Stored items:
PR #308, opened 2021-12-10
Add blind RSA protocol support

### LINKED ISSUE #307: Two message blind signature protocols
This issue tracks adding blind signature protocol support to CIRCL. We currently have a [digital signature package](https://github.com/cloudflare/circl/tree/master/sign) for computing non-interactive signatures, including ed2559 and ed448, as well as various post quantum algorithms. We don't have an API for interactive protocols that compute signatures, like we do for the [OPRF](https://github.com/cloudflare/circl/tree/master/oprf). 

Adding such an API is somewhat non-trivial as some protocols, like clause blind Schnorr, require more than two messages between client (verifier) and server (signer). However, it seems reasonable to start with two message protocols like blind RSA and blind BLS, rather than try and generalize to protocols with n >= 2 messages. 

To that end, here's a simple start:

~~~
type Verifier interface {
    Blind(message []byte) ([]byte, VerifierState, error) // return the message sent to the signer and verifier state, or an error
}

type VerifierState interface {
    Finalize(data []byte) ([]byte, error) // return the signature upon success, and an error otherwise
}

type Signer interface {
    BlindSign(data []byte) ([]byte, error) // return the signed, blinded message, or an error
}
~~~

One would use it like so:

~~~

● What is expected
Look through the entries above, and wherever a line holds the word "data", copy it.

● Output
    Finalize(data []byte) ([]byte, error) // return the signature upon success, and an error otherwise
    BlindSign(data []byte) ([]byte, error) // return the signed, blinded message, or an error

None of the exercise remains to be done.